Why I find Goby interesting to build:

  1. The value propositions I mentioned above come from actual issues I’ve had with existing tools and the wish for something more flexible.
  1. There’s something really interesting about representing the same information in different forms, and seeing how at the programmatic level, many different types of data are actually stored the same.
  1. Abstract logical relationships and structures (ontologies) are a through-line of my interests in programming, design, and philosophy.

To expand on this last point:

  • As a programmer it presents the challenge of creating a robust enough system to handle an almost infinite depth of customization.
  • As a designer it presents the challenge of making all this customization feel accessible, non-intimidating, and intuitively easy to grasp.
  • As a philosophy student, it presents the challenge of figuring out for myself how it all “hangs together”: how do these logical structures relate to the world? How do they relate to the way we understand the world?

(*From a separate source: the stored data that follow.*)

Issue #14301, opened 2021-03-22
Jetpack App (Basics): Update MySite Tab Icon


ParaskP7:
Parent: #14293

Change the MySite icon for Jetpack to the Home icon. Text stays as "My Site"

PR #14470, opened 2021-04-15
Jetpack App (Basics) - Add About App icon

### LINKED ISSUE #14464: Jetpack App (Basics): Update app icon in the About screen
Parent #14293

Add app icon in the About screen - Jetpack app.

- drawable: ic_my_sties_white_24dp.xml

zwarm:
Fixes #14464 

Adds the Jetpack icon to the About me view.

Note: The WordPress icon has not changed.

Theme | WordPress | Jetpack
-----|-----|-----
Light | wordpress_light | jetpack_light
Dark | wordpress_dark | jetpack_dark

**To test:**
- Build, launch and smoke test a build flavor for the WordPress app (e.g. wordpressWasabiDebug).
- Navigate to Me -> App Settings -> About WordPress for Android
- Note the Wordpress icon is shown
- Build, launch and smoke test a build flavor for the Jetpack app (e.g. jetpackWasabiDebug).
- Navigate to Me -> App Settings -> About Jetpack for Android
- Note the Jetpack icon is shown

## Regression Notes
None

Manual tested for presence of Jetpack and WordPress icon

N/A

PR submission checklist:

### DIFF
--- a/WordPress/src/jetpack/res/drawable/ic_about_app_white_24dp.xml
+++ b/WordPress/src/jetpack/res/drawable/ic_about_app_white_24dp.xml
@@ -1,0 +1,12 @@
+<vector xmlns:android="http://schemas.android.com/apk/res/android"
+    android:width="24dp"
+    android:height="24dp"
+    android:viewportWidth="24"
+    android:viewportHeight="24">
+    <path
+        android:pathData="M12.0001,2C17.523,2 22,6.4771 22,12C22,17.5229 17.523,22 12.0001,22C6.4772,22 2,17.5229 2,12C2,6.4771 6.4772,2 12.0001,2ZM17.495,10.327L12.5071,10.327L12.5071,20.0193L17.495,10.327ZM11.4925,3.9817L6.5046,13.6741L11.4925,13.6741L11.4925,3.9817Z"
+        android:strokeWidth="1"
+        android:fillColor="@color/white"
+        android:fillType="evenOdd"
+        android:strokeColor="@color/transparent"/>
+</vector>
--- a/WordPress/src/main/res/drawable/ic_about_app_white_24dp.xml
+++ b/WordPress/src/main/res/drawable/ic_about_app_white_24dp.xml
@@ -1,0 +1,3 @@
+<layer-list xmlns:android="http://schemas.android.com/apk/res/android">
+    <item android:drawable="@drawable/ic_my_sites_white_24dp"/>
+</layer-list>
--- a/WordPress/src/main/res/layout/about_activity.xml
+++ b/WordPress/src/main/res/layout/about_activity.xml
@@ -49,7 +49,7 @@
                     android:layout_height="50dp"
                     android:layout_marginTop="@dimen/margin_medium"
                     android:importantForAccessibility="no"
-                    android:src="@drawable/ic_my_sites_white_24dp" />
+                    android:src="@drawable/ic_about_app_white_24dp" />
 
                 <org.wordpress.android.widgets.WPTextView
                     android:id="@+id/about_first_line"


ParaskP7 (approved):
👋 @zwarm !

This is a nice tricky you did there with the `layer-list` attribute that reused the `ic_my_sites_white_24dp` drawable (❤️). However, I am a bit skeptical whether this is what we need to be doing. 🤔 

Doing a quick `find usages` on the `ic_my_sites_white_24dp` I realised that this is used not only with the `My Site` screen or the `Nav Tab` but if various other places, which has nothing to do with `My Site`. This brings me to believe that what I was thinking to suggest holds even more. So, long story short, I suggest instead that:
1) We rename the `ic_my_sites_white_24dp` to `ic_app_icon_white_24dp`,
2) Reused this `ic_app_icon_white_24dp` everywhere, including the `About Activity` screen, basically how it used to be, and
3) Add a new `ic_app_icon_white_24dp` for the `Jetpack` dimension, basically just renaming the `ic_about_app_white_24dp.xml` in there to this naming convension.
4) Then, the `WordPress` dimension related `ic_about_app_white_24dp.xml` with the `layer-list` trick with end up becoming obsolete and thus can be deleted.

I find that this way will make the diff between `WordPress` and `Jetpack` app much more straightforward and help with the reusability of this icon going forward, just like it is done on the `WordPress` dimension side.

PS: Having said all the above I understood that we might want to keep the `WordPress` such icons, even on the `Jetpack` app, as we where discussing yesterday, like the `View Admin` menu item icon on the `My Site` screen. Maybe those instances should now become the exception to the above rule. As should, we might want to duplicate the `ic_app_icon_white_24dp` to `ic_wordpress_icon_white_24dp` and use them as such to make it explicit that this is what we want.
PSS: Then, while working on #14301, we would add another exception, duplicating the `ic_app_icon_white_24dp` to `ic_my_sites_white_24dp` for the `WordPress` dimension and adding a new `ic_my_sites_white_24dp` with the designed `home` icon for the `Jetpack` dimension.

As always, I have written lots! 😄 But, it is totally up to you on how you want to proceed with that at this point! I am going to approve it for now, but not merge it, giving you some space to think about the above.

👋 @ashiagr ! What are your thoughts on all that?

osullivanchris (approved):
Visually looks fine to me, thanks for the ping 👍  

I can't speak to the file naming stuff @ParaskP7  raised, its above my level of understanding. At a high level I would think we could either:

- change it so every time we show WP icon in the app, we show Jetpack icon instead
- manually change each instance to point to a different icon in the Jetpack app

I can see pros and cons to each. There might be places we need the WP icon in future. But as a default, automatically changing WP->Jetpack. And then having places where we want WP as the exception, could be an approach.

ParaskP7:
Thanks for your input @osullivanchris , much appreciated! 🙏

ashiagr:
Thanks for the ping @ParaskP7!  I like your suggestions. 

Adding another angle to it 😅: I see that the WordPress app icon that is referenced here maps to [gridicons-my-sites](https://github.com/Automattic/gridicons/blob/master/sources/svg/gridicons-my-sites.svg) and seems like it derives its name from it. Keeping the name of the icon `ic_my_sites_xxx` might help us map it with the correct grid icon. 

If we were to use the same icon everywhere, I would've voted to keep the existing name. But with the exception that we have to deal with in the two apps, we now have two options for places of exception:

1. duplicate the entire vector icon 
2. use a separate layer-list icon that references this common vector icon

In both options, we're creating a new asset. If we need to change this common icon in the future, it will be easier with option 2. Option 1 is fine as well if everyone agrees to it and it simplifies things.

ParaskP7:
👋 @ashiagr !

Thanks for much for your input! 🙏 

Nice, I actually wasn't aware of that, `ic_my_sites_xxx` mapping to [gridicons-my-sites](https://github.com/Automattic/gridicons/blob/master/sources/svg/gridicons-my-sites.svg). You suggestions make sense. I just wonder then, maybe this `ic_my_sites_xxx` should only be used on `My Sites` for `WordPress` only and nowhere else, and we should duplicate our own `ic_app_icon_xxx` from the `ic_my_sites_xxx` to use it everywhere else.

I think what makes it difficult for us is that our `App` icon, or more specifically `WordPress` icon,  match, design-wise, the `My Site` icon and as such we ended up reusing it everywhere. But it might not have been this case, and the `My Site` icon might have been just a `Home` icon, like what we suppose to be doing for the `Jetpack` app. It seems pure coincidence that `My Site` and `WordPress` icon are the same, right?

Having said the above, I am a bit closer to your `Option.1` from above and have them duplicated and explicitly separate even thought the raw UI path and everything is exactly the same.

zwarm:
@ashiagr @ParaskP7 

I was keeping things a bit more simple for the MVP because this icon is _used everywhere_ and we have not yet discussed where else it needs to be changed. My idea was to KISS for this task and create a new task to review all the other places this icon is used, take screenshots and then get design involved as to what needs to be a jetpack icon and what needs to be WordPress.

I don't disagree with the above comments, but I prefer to leave this PR as written and move forward with the evaluation phase. We can then revisit naming as it relates to the full scope of modifications needed.

ParaskP7:
👋 @zwarm !

> I was keeping things a bit more simple for the MVP because this icon is used everywhere and we have not yet discussed where else it needs to be changed. My idea was to KISS for this task and create a new task to review all the other places this icon is used, take screenshots and then get design involved as to what needs to be a jetpack icon and what needs to be WordPress.

👌 Definitely, feel free to merge it when you are ready!

> I don't disagree with the above comments, but I prefer to leave this PR as written and move forward with the evaluation phase. We can then revisit naming as it relates to the full scope of modifications needed.

👍 

PS: I totally agree with the above Annmarie and thanks for keeping it simple, as I said, it is totally up to you. My only fear is that keeping it simple in some cases might create a mental and structural overhead going further forward into the future, that is adding complexity to an already complicated and involved structure. The way I personally go about this is to take this opportunity and add functionality while at the same time trying to unbundle the complexity. Even if `Jetpack` as MVP ends up not being used, we sure will be in a better position at the end, that is to the one we found ourselves in when we fist started this project.

zwarm:
> My only fear is that keeping it simple in some cases might create a mental and structural overhead going further forward into the future, that is adding complexity to an already complicated and involved structure. The way I personally go about this is to take this opportunity and add functionality while at the same time trying to unbundle the complexity. Even if `Jetpack` as MVP ends up not being used, we sure will be in a better position at the end, that is to the one we found ourselves in when we fist started this project.

@ParaskP7 I don't disagree and I am not saying don't do it. I'm saying we should minimize scope creep for this task. We have identified that this task uncovered a potential problem that needs to be addressed. We should create a new task for that, scope it properly, and give it the attention it deserves.

ParaskP7:
👋 @zwarm !

> I don't disagree and I am not saying don't do it. I'm saying we should minimize scope creep for this task. We have identified that this task uncovered a potential problem that needs to be addressed. We should create a new task for that, scope it properly, and give it the attention it deserves.

Definitely, I think we are on the same page, especially since a new task is going to be created on top of it, I am perfectly fine!

🙏

osullivanchris:
I hope this doesn't throw a spanner in the works. But just to point out that I think we do have a GridIcon for the Jetpack logo as well as a GridIcon for the WordPress logo. You can see the icon I'm talking about:

- on a non Jetpack site
- My Site menu 
- on the item **Plan** 

Just thinking maybe its an asset that's already implemented that we can utilise.

zwarm:
> I hope this doesn't throw a spanner in the works. But just to point out that I think we do have a GridIcon for the Jetpack logo as well as a GridIcon for the WordPress logo. You can see the icon I'm talking about:
> 
> * on a non Jetpack site
> * My Site menu
> * on the item **Plan**
> 
> Just thinking maybe its an asset that's already implemented that we can utilise.

Oops, @osullivanchris , I didn't see your comment before merging. I'm just getting back to this now and I am digging into all the places in which we show this icon. I'll cc you on the task after my research is complete. Thanks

Some documentation from throughout the semester:

A specification document I produced with my broad goals for Goby’s features and underlying architecture:

I tried (and mostly failed) to explain Goby to some fellow student designers with this presentation that illustrated its features using the example of a sci-fi author creating lore for a novel:

Notes and references

  1. The jury’s still out on whether it will be.

  2. I find these evocative terms a little questionable. How do we verify that a tool resembles or changes the way you “think”? And what “knowledge” gets built with these tools, which often have little infrastructure around verifying and properly classifying information?

  3. Names, dates, and other strings of text or numbers.

  4. The relationships between the different ideas you’re organizing.

  5. Indeed I did give one, but did you understand it at all until I took you through the features? Do you understand it now?

  6. Not to mention I don’t have the resources to do it seriously.

  7. Goby is based on ontology design and object storage.

  8. I clearly don’t like design definitions, but as far as they go, Papanek’s definition on the first page of What is Design? speaks to my favorite aspect of the discipline: “The planning and patterning of any act towards a desired, foreseeable end constitutes the design process…Design is the conscious effort to impose meaningful order.”

  9. I see doing ‘metaphysics’ as something like ontology-building: making a structure of ideas in elaborate logical groupings and relationships — and in my observation people like to think about the world in this way. But the illicit leap in metaphysics is thinking your theory actually corresponds to the world (that’s part of the point of the neighboring essay).

  10. “The aim of philosophy, abstractly formulated, is to understand how things in the broadest possible sense of the term hang together in the broadest possible sense of the term” — Wilfrid Sellars in Philosophy and the Scientific Image of Man.